Grant:postdoc – Les modes d’attachements pluriels au territoire d’un espace protégé dit « de montagne »

Thématique :        Les modes d’attachements pluriels au territoire d’un espace protégé dit « de montagne ». Permanences, héritages, recompositions culturelles, sociales et organisationnelles dans le Parc régional du Vercors

Nombre de mois du contrat de post-doctorat : 12

Date de prise de fonction souhaitée :  10/2013

Equipe(s) concernée(s) : WP3 « « Territoires et expérimentation en montagne. Co-construire la relation acteurs chercheurs »

Référents :

karine.basset@gmail.com

Philippe.hanus@cpie-vercors.asso.fr

Contexte scientifique du post-doct :

Les parcs naturels régionaux, réserves et autres espaces protégés ne sont pas que des espaces de « pleine nature », des conservatoires de la biodiversité, ou des laboratoires du « marketing territorial » au service de  « visiteurs », ils sont aussi habités à l’année (par différents groupes sociaux) ou ponctuellement (résidences secondaires ou saisonnières) et donc, par voie de conséquence des espaces de négociation (et parfois de conflit) entre les différents protagonistes de la scène locale, régionale, voire nationale. En outre, depuis leur origine (journées de Lurs), les Parcs régionaux se présentent comme des laboratoires d’expérimentation sociale où s’opèrent des synthèses culturelles et non pas des réservoirs d’identités stables.

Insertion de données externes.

PR #384, opened 2021-02-08
Close top level scope at the end of the file

pdesaulniers:
This fixes the output of `tl types -p y:x` when `y:x` is located after the last token in the file.

Some of the tests assumed that the errors would point to the last token in the file instead of the EOF, so I trimmed the trailing whitespace in a few places in `spec/util.lua`.

There are now 2 tests that fail because of the lack of trailing whitespace (these errors can be reproduced on master):

1) This line returns `variable 'x' has no type or initial value` instead of `expected an expression`

```lua
local x =
```

2) This line returns `syntax error, expected '='` instead of `expected a type`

Le Parc du Vercors et le Parc du Morvan, institués tous deux le 16 octobre 1970, figurent au nombre des premiers parcs naturels régionaux français. L’ancienneté de ces institutions est certes l’occasion de porter un regard rétrospectif sur l’histoire de ces Parcs et plus largement sur l’“invention” de ces territoires (processus de patrimonialisation mis en œuvre par différentes catégories d’acteurs : forestiers, artistes, scientifiques), responsables agricoles et touristiques, décideurs politiques, en tension entre niveaux local, régional et national), mais surtout de confronter cette construction institutionnelle aux dynamiques sociales et culturelles actuelles à l’œuvre sur ces territoires labellisés.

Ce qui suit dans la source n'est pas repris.